• THE PROBLEM: Exactly the lines from the one that holds "(and optional checkbox)" to the end of the data below: retype these and nothing else.

• MATERIAL PROVIDED:
---

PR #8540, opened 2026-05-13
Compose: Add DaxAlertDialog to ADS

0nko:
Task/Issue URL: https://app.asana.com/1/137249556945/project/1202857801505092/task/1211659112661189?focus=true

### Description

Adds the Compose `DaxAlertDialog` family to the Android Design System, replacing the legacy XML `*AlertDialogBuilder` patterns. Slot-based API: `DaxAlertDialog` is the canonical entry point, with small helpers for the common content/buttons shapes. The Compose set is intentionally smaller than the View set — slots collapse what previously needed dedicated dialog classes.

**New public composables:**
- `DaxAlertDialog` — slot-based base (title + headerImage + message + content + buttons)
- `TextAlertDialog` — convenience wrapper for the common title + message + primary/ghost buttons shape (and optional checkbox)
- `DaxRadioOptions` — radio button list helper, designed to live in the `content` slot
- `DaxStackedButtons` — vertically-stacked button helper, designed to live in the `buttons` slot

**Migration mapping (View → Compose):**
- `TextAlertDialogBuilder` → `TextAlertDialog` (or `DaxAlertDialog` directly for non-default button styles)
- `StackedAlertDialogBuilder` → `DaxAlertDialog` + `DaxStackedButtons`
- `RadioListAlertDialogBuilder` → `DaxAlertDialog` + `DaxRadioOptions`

---

• SOLUTION TO THIS EXERCISE:
- `TextAlertDialog` — convenience wrapper for the common title + message + primary/ghost buttons shape (and optional checkbox)
- `DaxRadioOptions` — radio button list helper, designed to live in the `content` slot
- `DaxStackedButtons` — vertically-stacked button helper, designed to live in the `buttons` slot

**Migration mapping (View → Compose):**
- `TextAlertDialogBuilder` → `TextAlertDialog` (or `DaxAlertDialog` directly for non-default button styles)
- `StackedAlertDialogBuilder` → `DaxAlertDialog` + `DaxStackedButtons`
- `RadioListAlertDialogBuilder` → `DaxAlertDialog` + `DaxRadioOptions`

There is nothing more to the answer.